▸ **TASK DETAILS**
Determine the number of lines in the data that include the word "cron", and write only that number.

*** MATERIAL FOR THIS EXERCISE ***

PR #755, opened 2020-07-30
[P4-1498] Removes person_id from moves table

willfish:
### Jira link

P4-1498

### What?

- [x] Removes ignored_columns which we used to safely (i.e. non-destructively) remove person id attribute previously on 2020-07-03 09:56:39.
- [x] Removed person id from moves table and foreign key

### Why?

We no longer need the person id on the moves table since we now have a relationship on profile.

- Includes destructive/migratory actions which may effect critical offender data.

The above risk was significantly mitigated by use proving that the person id hasn't been in use for the last month nearly.


db/migrate/20200729191640_drop_person_id_from_moves.rb
```diff
@@ -0,0 +1,6 @@
+class DropPersonIdFromMoves < ActiveRecord::Migration[6.0]
+  def change
+    remove_foreign_key :moves, column: :person_id, name: 'fk_rails_moves_person_id', to_table: :people
```
willfish, line 3: Unfortunately the `remove_reference` wrapper for `remove_foreign_key`, `remove_index` and `remove_column` doesn't let you pass options to the remove_column method meaning we can't have rollback compatibility/set the type to `:uuid`.

PR #756, opened 2020-07-30
Adds postgresql-client to enable bin/rails dbconsole on all pods

willfish:
### Jira link

P4-<TODO>

### What?

Adds postgresql-client to all pods

### Why?

So that I can bring up raw dbconsole


Dockerfile
```diff
@@ -40,7 +40,12 @@ EXPOSE $PUMA_PORT
 RUN addgroup -g $APPUID -S appgroup && \
     adduser -u $APPUID -S appuser -G appgroup -h /app
 
-RUN apk add --update --no-cache tzdata postgresql-dev
+RUN apk add \
+      --update \
+      --no-cache \
+      tzdata \
+      postgresql-dev \
+      postgresql-client
```
mafonso, line 48: As a matter of principle I like to keep the image footprint to a minimum needed for the runtime environment.
But I also appreciate the convenience this brings.

On that trade-off I think it's OK to have this for now. We can always remove it at a later time when this need is no longer relevant.

willfish:
Thanks @mafonso . I think your instincts not to add clutter/surface area for attacks is a good one. We can achieve this with a small amount of inconvenience.

PR #757, opened 2020-07-30
P4-1943 Pull framework versions from repository

cwrw:
### Jira link

[P4-1943](https://dsdmoj.atlassian.net/browse/P4-1943)

### What?

- [x] Added git in Docker image as now we need it for the app 
- [x] Amended populating framework rake task to pull from Github tags if no filename/version provided

### Why?

If no version and filename supplied pull in all published tags from github to populate the framework. The repository is pulled into the temp directly and destroyed after the task runs. If a filename and version are supplied use instead otherwise throw an error.

tested on Dev environment:
```
~ $ bundle exec rake frameworks:populate_data
{"severity":"INFO","timestamp":"2020-07-30T15:24:35.440+00:00","msg":"Raven 2.11.0 ready to catch errors"}
Populating Frameworks from Github tags
Successfully persisted Framework: 'person-escort-record' with version: '0.3.0'
Successfully persisted Framework: 'person-escort-record' with version: '0.1.0'
```


lib/tasks/populate_framework_data.rake
```diff
@@ -1,13 +1,36 @@
...
   desc 'Populate versioned questions from frameworks repository'
   task :populate_data, %i[filepath version] => :environment do |_, args|
-    unless (filepath = args[:filepath]).present? && (version = args[:version]).present?
-      abort('No filepath or version provided')
-    end
+    if (filepath = args[:filepath]).present? && (version = args[:version]).present?
+      print("Populating Framework from filepath: #{filepath} and version: #{version}\n")
+
+      import_framework(filepath, version)
+    elsif (filepath = args[:filepath]).blank? && (version = args[:version]).blank?
```
smoothcontract, line 12: You don't need to assign these variables as they're not used.

```suggestion
    elsif args[:filepath].blank? && args[:version].blank?
```

PR #760, opened 2020-07-30
P4-1990 fix over-notify on profile updates

martyn-w:
Also fixes profile - move incorrect 1-to-1 relationship

### Jira link

P4-1990
### What?

I have added/removed/altered:

- [x] ensure profile updates only notify other moves related by profile, not by person
- [x] Fix 1-to-1 relationship between profile and move, now 1-to-many

### Why?

I am doing this because:

- a profile can be re-used across multiple moves
- notifications based on person were over-notifying
-

### Have you? (optional)

- [ ] Updated API docs if necessary N/A

- changes relationship between profile and moves


app/jobs/prepare_person_escort_record_notifications_job.rb
```diff
@@ -4,8 +4,8 @@ class PreparePersonEscortRecordNotificationsJob < ApplicationJob
   queue_as :notifications
 
   def perform(topic_id:, action_name:)
-    return unless (move = PersonEscortRecord.find(topic_id).profile.move)
-
-    PrepareMoveNotificationsJob.perform_now(topic_id: move.id, action_name: action_name)
+    PersonEscortRecord.find(topic_id).profile.moves.each do |move|
```
cwrw, line 7: could you use `find_each` here as well?

app/models/profile.rb
```diff
@@ -5,7 +5,7 @@ class Profile < VersionedModel
 
   belongs_to :person
 
-  has_one :move, dependent: :nullify
+  has_many :moves, dependent: :nullify
```
cwrw, line 8: could you add a test for this?
```
it { is_expected.to have_many(:moves) }
```

app/jobs/prepare_person_escort_record_notifications_job.rb
martyn-w: good spot, yes of course 👍

app/models/profile.rb
martyn-w: 👍

PR #767, opened 2020-08-03
Allow filter for /people to be empty

alexdesi:
### Jira link

https://dsdmoj.atlassian.net/browse/P4-1252

### What?

If you query the GET /people endpoint with no filters it returns a `400` saying a filter is required.

The expected behaviour is:
Without the filter, or without a valid filter, the index people endpoint should return all the entries.

### Why?
Other endpoints (see /moves)  do not expect the filters to be mandatory.

### Have you? (optional)

- [ ] Updated API docs if necessary # WIP

### DIFF
--- a/app/controllers/api/v1/people_actions.rb
+++ b/app/controllers/api/v1/people_actions.rb
@@ -62,7 +62,7 @@ module Api::V1
     end
 
     def filter_params
-      params.require(:filter).permit(PERMITTED_FILTER_PARAMS).to_h
+      params.fetch(:filter, {}).permit(PERMITTED_FILTER_PARAMS).to_h
     end
 
     def person_params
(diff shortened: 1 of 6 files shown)


app/controllers/api/v1/people_actions.rb
```diff
@@ -62,7 +62,7 @@ def updater
     end
 
     def filter_params
-      params.require(:filter).permit(PERMITTED_FILTER_PARAMS).to_h
+      params.fetch(:filter, {}).permit(PERMITTED_FILTER_PARAMS).to_h
```
martyn-w, line 65: do you also need to update v2 people_actions ?

martyn-w: (and also `spec/requests/api/people_controller_index_v2_spec.rb`)?

alexdesi: > do you also need to update v2 people_actions ?
That one is correct, but now there is a bit of duplication that can be removed.

PR #517, opened 2022-04-13
chore: add new mimetype

jonaslagoni:
**Description**

todo:

- [x] Retarget branch


magicmatatjahu:
It will be needed (at least) in a few months, so why make PR now?

jonaslagoni:
> It will be needed (at least) in a few months, so why make PR now?

Hopefully, everything will be set up this week so we can start moving proposals to RFC-3. This means we need these changes to be ready to be merged into `next-major-spec`, once created 🙂

derberg (approved):

PR #521, opened 2022-04-14
chore: point @asyncapi/specs package to 2.14.0-2022-04-release.1

smoya:
Wondering if I could use some wildcard to not having to do this change every time we wanna merge a change.

### DIFF
--- a/package-lock.json
+++ b/package-lock.json
@@ -6,11 +6,11 @@
   "packages": {
     "": {
       "name": "@asyncapi/parser",
-      "version": "1.14.1",
+      "version": "1.15.0-2022-04-release.1",
       "license": "Apache-2.0",
       "dependencies": {
         "@apidevtools/json-schema-ref-parser": "^9.0.6",
-        "@asyncapi/specs": "^2.13.0",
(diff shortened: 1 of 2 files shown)


derberg:
yeah, we always tag releases - it should be `2022-04-release`
https://www.npmjs.com/package/@asyncapi/specs

but tbh I do not think it will do what you need, as package-lock will anyway lock to specific version, and without update there, it will still use the “old one”

derberg (approved):

smoya:
> yeah, we always tag releases - it should be `2022-04-release`
> https://www.npmjs.com/package/@asyncapi/specs
> 
> but tbh I do not think it will do what you need, as package-lock will anyway lock to specific version, and without update there, it will still use the “old one”

Yeah, right. A manual `npm i` will be neded.

derberg:
@smoya I just noticed you did it as `chore` so release candidate with it was not released 😄

smoya:
> @smoya I just noticed you did it as `chore` so release candidate with it was not released 😄

Facepalming but https://github.com/asyncapi/parser-js/pull/522

PR #526, opened 2022-04-19
feat!: release for version 3.0.0 of the spec

jonaslagoni:

Also, the reason to create this PR a long time before the release is to enable automation (bot keeps upstream branches always up to date with master, see this [action](https://github.com/asyncapi/spec/blob/master/.github/workflows/autoupdate.yml)) that we have in place to regularly update the release branch with whatever is changed in the master branch. So nobody has to do it manually.

### DIFF
--- a/.github/workflows/link-check-cron.yml
+++ b/.github/workflows/link-check-cron.yml
@@ -17,7 +17,7 @@ jobs:
 
     # Checks the status of hyperlinks in .md files
     - name: Check links
-      uses: gaurav-nelson/github-action-markdown-link-check@v1
+      uses: derberg/github-action-markdown-link-check@temporary-fix
       with:
         use-quiet-mode: 'yes'
         use-verbose-mode: 'yes'
@@ -29,8 +29,8 @@ jobs:
     - name: Report workflow run status to Slack
       uses: 8398a7/action-slack@v3
       with:
-          status: ${{ job.status }}
-          fields: repo,message,action,eventName,ref,workflow
+        status: ${{ job.status }}
+        fields: repo,action,workflow
       env:
           SLACK_WEBHOOK_URL: ${{ secrets.SLACK_DOCS_CHANNEL }}
       if: failure() # Only, on failure, send a message on the Slack Docs Channel (if there are broken links)
--- a/.github/workflows/link-check-pr.yml
+++ b/.github/workflows/link-check-pr.yml
@@ -6,14 +6,17 @@ name: Check Markdown links
 on: 
   pull_request_target:
     types: [synchronize, ready_for_review, opened, reopened]
+    paths:
+      - '**.md'
 
 jobs:
   External-link-validation-on-PR:
     runs-on: ubuntu-latest
     steps:
-    - uses: actions/checkout@v3
+    - name: Checkout repo
+      uses: actions/checkout@v3
     - name: Check links
-      uses: gaurav-nelson/github-action-markdown-link-check@v1
+      uses: derberg/github-action-markdown-link-check@temporary-fix
       with:
         use-quiet-mode: 'yes'
         use-verbose-mode: 'yes'
--- a/package-lock.json
+++ b/package-lock.json
@@ -1608,9 +1608,9 @@
       }
     },
     "node_modules/async": {
-      "version": "2.6.3",
-      "resolved": "https://registry.npmjs.org/async/-/async-2.6.3.tgz",
-      "integrity": "sha512-zflvls11DCy+dQWzTW2dzuilv8Z5X/pjfmZOWba6TNIVDm+2UDaJmXSOXlasHKfNBs8oo3M0aT50fDEWfKZjXg==",
+      "version": "2.6.4",
+      "resolved": "https://registry.npmjs.org/async/-/async-2.6.4.tgz",
+      "integrity": "sha512-mzo5dfJYwAn29PeiJ0zvwTo04zj8HDJj0Mn8TD7sno7q12prdbnasKJHhkm2c1LgrhlJ0teaea8860oxi51mGA==",
       "dev": true,
       "dependencies": {
         "lodash": "^4.17.14"
@@ -16610,9 +16610,9 @@
       "dev": true
     },
     "async": {
-      "version": "2.6.3",
-      "resolved": "https://registry.npmjs.org/async/-/async-2.6.3.tgz",
-      "integrity": "sha512-zflvls11DCy+dQWzTW2dzuilv8Z5X/pjfmZOWba6TNIVDm+2UDaJmXSOXlasHKfNBs8oo3M0aT50fDEWfKZjXg==",
+      "version": "2.6.4",
+      "resolved": "https://registry.npmjs.org/async/-/async-2.6.4.tgz",
+      "integrity": "sha512-mzo5dfJYwAn29PeiJ0zvwTo04zj8HDJj0Mn8TD7sno7q12prdbnasKJHhkm2c1LgrhlJ0teaea8860oxi51mGA==",
       "dev": true,
       "requires": {
         "lodash": "^4.17.14"
--- a/package.json
+++ b/package.json
@@ -94,6 +94,10 @@
       {
         "name": "next-major",
         "prerelease": true
+      },
+      {
+        "name": "next-major-spec",
+        "prerelease": true
       }
     ],
     "plugins": [


jonaslagoni:
This is gonna be a lovely merge conflict resolvement 🙄

fmvilas:
> This is gonna be a lovely merge conflict resolvement 🙄

It's been a lovely one, yeah ❤️

fmvilas:
Do we really need to release a major version with this PR? 🤔 It's adding on top of the existing API.

And, if we don't have to release a major version, why don't we merge whatever degree of v3 support that we have now? As long as we don't "advertise" it as stable, it should be fine, right? I'm trying to get rid of this long-lived branch.

smoya:
> Do we really need to release a major version with this PR? 🤔 It's adding on top of the existing API.
> 
> And, if we don't have to release a major version, why don't we merge whatever degree of v3 support that we have now? As long as we don't "advertise" it as stable, it should be fine, right? I'm trying to get rid of this long-lived branch.

Indeed, the idea behind the Parser-API was to avoid breaking changes as much as possible. Afaik, the API for v3 doesn't break anything. Is there any new feature added that Im missing the reason this is wanted to be released as major instead of minor? Cc @jonaslagoni

jonaslagoni:
> Do we really need to release a major version with this PR? 🤔 It's adding on top of the existing API.

Depends on whether https://github.com/asyncapi/parser-js/pull/785 adds a breaking change to the parser API. Havent finished it yet so not 100% sure.

Ideally, this should be a simple `feat` now and not a breaking change (since we already released the parser API changes).

>. And, if we don't have to release a major version, why don't we merge whatever degree of v3 support that we have now? As long as we don't "advertise" it as stable, it should be fine, right? I'm trying to get rid of this long-lived branch.

Agree.

src/models/channel.ts
```diff
@@ -7,7 +7,7 @@ import type { ServersInterface } from './servers';
 
 export interface ChannelInterface extends BaseModel, BindingsMixinInterface, DescriptionMixinInterface, ExtensionsMixinInterface {
   id(): string;
-  address(): string;
+  address(): string | null | undefined;
```
jonaslagoni, line 10: This is technically a breaking change to the parser API

jonaslagoni (commented):
Also, we might have to go through the files in this PR once before merging. Seems like it contains files no longer used. And there might be further changes we need to inspect.

Ontop of that, it seems like v3 does contain breaking changes to the parser API, see above comment in the code.

fmvilas:
Yeah, that's technically a breaking change. Now the question would be if we really want to be picky because nobody is using this version of the parser yet.

fmvilas:
Or actually, let me refrain from what I said above. What's the issue with releasing a new major version? I'm happy to bump the parser to v3 already, even though the life of v2 has been so short. What if we move the content of this branch to `next-major` so we can start getting release candidates on npm? The purpose of `next-major` was to release v2 but that's already done and this branch is going to produce a breaking change so then it's indeed a "next major". What do you think?

jonaslagoni:
I am all for releasing it ASAP as a major version 👍 Let's just clean up this PR first before merging it 😄

.github/workflows/if-nodejs-version-bump.yml
```diff
@@ -35,6 +35,13 @@ jobs:
           node-version: "${{ steps.lockversion.outputs.version }}"
           cache: 'npm'
           cache-dependency-path: '**/package-lock.json'
+      - if: steps.packagejson.outputs.exists == 'true'
+        name: Setup Node.js
```
jonaslagoni, line 39: This should not be changed.

docs/api.md
```diff
@@ -0,0 +1 @@
+TBD
```
jonaslagoni, line 1: Huh?

src/models/v3/asyncapi.ts
```diff
@@ -1,7 +1,164 @@
...
+          messagesData.push(messageData);
+          messages.push(message);
+        }
+      });
+    });
+    return new Messages(messages);
+  }
+
+  schemas() {
+    return null as any;
```
jonaslagoni, line 93: This seems wrong

src/schema-parser/openapi-schema-parser.ts
```diff
@@ -0,0 +1,106 @@
+import Ajv from 'ajv';
+import { schemaV3 } from './openapi/schema_v3';
```
jonaslagoni, line 2: Didnt schema parsers get released separately and removed from the parser repo?

src/schema-parser/avro-schema-parser.ts
```diff
@@ -0,0 +1,354 @@
+import avsc from 'avsc';
```
jonaslagoni, line 1: Didnt schema parsers get released separately and removed from the parser repo?

src/schema-parser/raml-schema-parser.ts
```diff
@@ -0,0 +1,59 @@
+import yaml from 'js-yaml';
+import * as lib from 'webapi-parser';
+
+/* eslint-disable */
```
jonaslagoni, line 4: Didnt schema parsers get released separately and removed from the parser repo?

src/schema-parser/openapi/schema_v3.ts
```diff
@@ -0,0 +1,275 @@
+/* eslint-disable */
+// From https://raw.githubusercontent.com/OAI/OpenAPI-Specification/main/schemas/v3.0/schema.json
+export const schemaV3 ={
```
jonaslagoni, line 3: Pretty sure this can be removed as well

jonaslagoni:
Only thing I would wait for is https://github.com/asyncapi/parser-js/pull/785 as it most likely contain another breaking change in the API.

@fmvilas can you check out the above comments I made? Then I get 785 solved ASAP.

jonaslagoni:
Just occurred to me we also need to inspect the spectral rules

fmvilas:
> 

It doesn't appear here: https://www.npmjs.com/package/@asyncapi/parser?activeTab=versions.



> Only thing I would wait for is #785 as it most likely contain another breaking change in the API.
> 
> @fmvilas can you check out the above comments I made? Then I get 785 solved ASAP.

I'll go through them 👍 



> Just occurred to me we also need to inspect the spectral rules

What do you mean? I had to fix a few related things but not sure it's enough.

jonaslagoni:
> What do you mean? I had to fix a few related things but not sure it's enough.

Pretty sure that the spectral rules are only for v2: https://github.com/asyncapi/parser-js/tree/master/src/ruleset

This is fine for the first release I guess, just need to double-check how it works.

smoya:
@jonaslagoni @fmvilas I'm totally against releasing a new version (in this case a major version) that adds no value for users. This adds confusion now and in the future when people want to use the parser for v3 and strictly need to point to a version greater than `3.<whatever>` instead of just `v3.0`.

> It doesn't appear here: https://www.npmjs.com/package/@asyncapi/parser?activeTab=versions.

So then we should make it happen IMHO and go with that path.

src/schema-parser/avro-schema-parser.ts
smoya: For some reason, those are back here but they are removed from `master` branch 🤷

smoya: PR created removing them again https://github.com/asyncapi/parser-js/pull/802

.github/workflows/if-nodejs-version-bump.yml
smoya: I've spend time trying to figure out which merge was wrong, but couldn't replicate it.
I manually checked the code and I came up with the following PR that need to be merged to fix this:

- https://github.com/asyncapi/parser-js/pull/802
- https://github.com/asyncapi/parser-js/pull/804

docs/api.md
smoya: I've spend time trying to figure out which merge was wrong, but couldn't replicate it.
I manually checked the code and I came up with the following PR that need to be merged to fix this:

- https://github.com/asyncapi/parser-js/pull/802
- https://github.com/asyncapi/parser-js/pull/804

smoya:
@jonaslagoni I notice the prefix for the PR title includes the `!` so this will be considered as a major release. Do you know what's the BC here? I can't find any other commit including the exclamation mark in the message 🤔 and I don't recall atm where could the BC exist. Maybe in some of those `refactor:` commits.

jonaslagoni:
Dont think it's needed any longer no 🙂

src/models/v3/asyncapi.ts
smoya: Fixed in https://github.com/asyncapi/parser-js/pull/836

fmvilas:
Is there anything preventing us from releasing this already? We may want to wait for https://github.com/asyncapi/spec-json-schemas/pull/208 but other than that, it looks ready.

fmvilas (dismissed):
From my perspective, this can already be merged.

jonaslagoni:
Think this is ready to be reviewed and merged right? 🤔 @derberg @smoya @magicmatatjahu

smoya (approved):

smoya (approved):

fmvilas:
Let's go GitHub Actions. Show me what's you're capable of 💥

smoya:
> Let's go GitHub Actions. Show me what's you're capable of 💥 

Pleeeeeaaae!🙏

smoya:
> 2023-12-01T09:24:32.888Z INFO  Skipping PR merge, blocking label present: do-not-merge

PR #529, opened 2022-04-20
chore: fix merge conflicts with master branch

smoya:


derberg:
problem is that now we do not have `dist` directory. you need to create `bundle.js` from master version otherwise tests will fail

smoya:
> problem is that now we do not have `dist` directory. you need to create `bundle.js` from master version otherwise tests will fail

`dist`dir restored from `master` branch.

derberg (approved):

PR #476, opened 2022-02-21
feat: add methods and tests for serverVariables

danielkocot:
**Related issue(s)**
asyncapi/spec#707, asyncapi/spec#717, asyncapi/spec-json-schemas#174

PR #531, opened 2022-04-21
fix: broken package-lock.json

smoya:
**Description**

A malformed `package-lock.json` file has been merged on https://github.com/asyncapi/parser-js/pull/476/files#diff-053150b640a7ce75eff69d1a22cae7f0f94ad64ce9a855db544dda0929316519R63.

We didn't realize it until it was merged. See https://github.com/asyncapi/parser-js/runs/6110565450?check_suite_focus=true
I think the whole set of github actions didn't run on the PR, maybe due to the fact it was the first time the author made a PR (and owner had to approve, but didn't happen).

Anyway, this PR is fixing it.

### DIFF
--- a/package-lock.json
+++ b/package-lock.json
@@ -6,7 +6,7 @@
   "packages": {
     "": {
       "name": "@asyncapi/parser",
-      "version": "1.15.0-2022-04-release.1",
+      "version": "1.15.0-2022-04-release.2",
       "license": "Apache-2.0",
       "dependencies": {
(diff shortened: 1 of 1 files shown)


jonaslagoni (approved):
This can happen indeed when there is no branch protection ensuring the jobs must go through. Same with at least one review, i.e. I could merge this one right now, and so can you by using `/rtm` as it does not require anything.
billede


Going forward with `next-spec` and `next-major-spec` this will be avoided as we no longer create branches as we go and no need to keep updating branch protection rules.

*** End of MATERIAL FOR THIS EXERCISE ***

▸ **OUTPUT OF THE TASK**
2